The fate of micronucleated cells post X-irradiation detected by live cell imaging

Micronuclei are closely related to DNA damage. The presence of micronuclei in mammalian cells is a common phenomenon post ionizing radiation. The level of micronucleation in tumor cells has been used to predict prognosis after radiotherapy in many cancers. In order to understand how irradiation-induced micronuclei affect cell fate, we performed extensive long-term live cell imaging on X-irradiated nasopharyngeal carcinoma (NPC) cells. To visualize the dynamics of micronuclei more clearly, chromosomes were stably labeled with red fluorescent protein (RFP) by targeting to human histone H2B. Initially, significantly more micronuclei were observed in radiosensitive cells than in radioresistant cells post irradiation. Additionally, cells with micronuclei were found to be more likely to die or undergo cell cycle arrest when compared with micronucleus-free cells after irradiation, and the more micronuclei the cells contained the more likely they would die or undergo arrest. Moreover, micronucleated cells showed predisposition to produce daughter cells with micronuclei through chromosome lagging.
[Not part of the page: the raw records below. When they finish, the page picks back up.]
PR #341, opened 2015-09-16
Some enhancements for web-opac.at API

simon04:


opacclient/tests/src/main/java/de/geeksfactory/opacclient/apis/WebOpacAtTest.java
```diff
@@ -0,0 +1,45 @@
...
+
+    @Test
+    public void testParseCopyReturn() throws Exception {
+        assert Objects.equals(WebOpacAt.parseCopyReturn("1 (voraussichtl. bis 31.07.2015)"), "31.07.2015");
+
+    }
+
+    @Test
+    public void testSearchFields() throws Exception {
+        getApi().getSearchFields();
```
raphaelm: @johan12345, what do you think on these tests, especially this and the next one? Do they make sense or should we incorporate them into the general unit tests? I see why they are useful, maybe more useful than the general ones (becuase they are faster to run etc.), but I don't like introducing API-specific single-library-dependent tests for such a generic thing.

simon04: Maybe I should reduce the test to `testParseTotalResults` and `testParseCopyReturn`? The other methods were helpful while developing and debugging the implementation …

raphaelm: Yes, I think so.
We'll consider adding a test for getSearchFields to the generic unit tests.
For empty search request, the expected result is not even well-defined across the different APIs (some return all media in the library, some throw errors), so writing a generic unit test should be hard.

johan12345: We already use `getSearchFields` in the generic Unit tests and test if there is at least a search field for free search or search by title, so I think an individual test for `getSearchFields` would not be necessary.
The only thing I could imagine a generic `testEmptyQuery` test doing would be to check if either a result list is returned or an `OpacErrorException` is thrown (which can show a user-understandable error message).

I also like the idea of having a different type of unit tests that only test if the APIs work in general instead of in every single library. Those could even be run on the CI server to make sure we don't destroy anything important when adjusting things in the APIs. But I understand that we should not rely on the OPAC of a specific library being online for that, too.
So the three options I see for doing this without relying on a library OPAC would be 
1. Have a demo instance of every OPAC we support under our control for running these kinds of tests, which is probably quite unrealistic for most commercial systems and doable, but probably hard to set up for open source systems like VuFind or Koha.
2. Build a mock server for every OPAC which is run by the unit tests themselves (using Jetty?) and would behave similar to the library servers, but could return prepared, static HTML responses (e.g. the same result list for every search query). Then we could run generic unit tests for all APIs on those
3. Similar to the previous one but a little simpler: Build specific unit tests for every API that could call functions like `parse_search`, `parse_result` (BTW @raphaelm : Is there a reason why you didn't use camelCase for these names?) etc. using prepared HTML. This would be "one level higher" compared to the two specific unit tests `testParseTotalResults` and `testParseCopyReturn` here.

All of these options would even allow us to test account related features, which is something we cannot do in the generic unit tests.
The latter two options would be doable in theory, but probably a great deal of work to build (and to maintain when adding new OPACs or a different version of the same OPAC).

raphaelm: Of all the three ways you proposed, I only like the third one better than testing against a specific library. The good thing is, that we do not have to provide all this unit tests at the same time, we can add them slowly during the next years -- event one unit test is better than none.

However, this leaves the scope of this PR. So @simon04, if you remove those two tests as suggested, I'll go ahead and merge.

PS: There is no reason for not using camel case there, but at least it's not a public API. ;)

simon04:
Thank you! I removed the calls to online API in 1aff118 …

Fluorescence in situ hybridization using human pan-centromeric probes revealed that about 70% of these micronuclei and lagging chromosomes did not contain centromeric signals. Finally, DNA damage was more severe and p38 stress kinase activity was higher in micronucleated cells than in micronucleus-free cells as shown by phospho-H2AX and phospho-p38 immunofluorescence staining. Altogether, our observations indicated that the presence of micronuclei coupled with activated DNA damage response could compromise the proliferation capacity of irradiated cells, providing the evidence and justification for using micronucleus index as a valuable biomarker of radiosensitivity.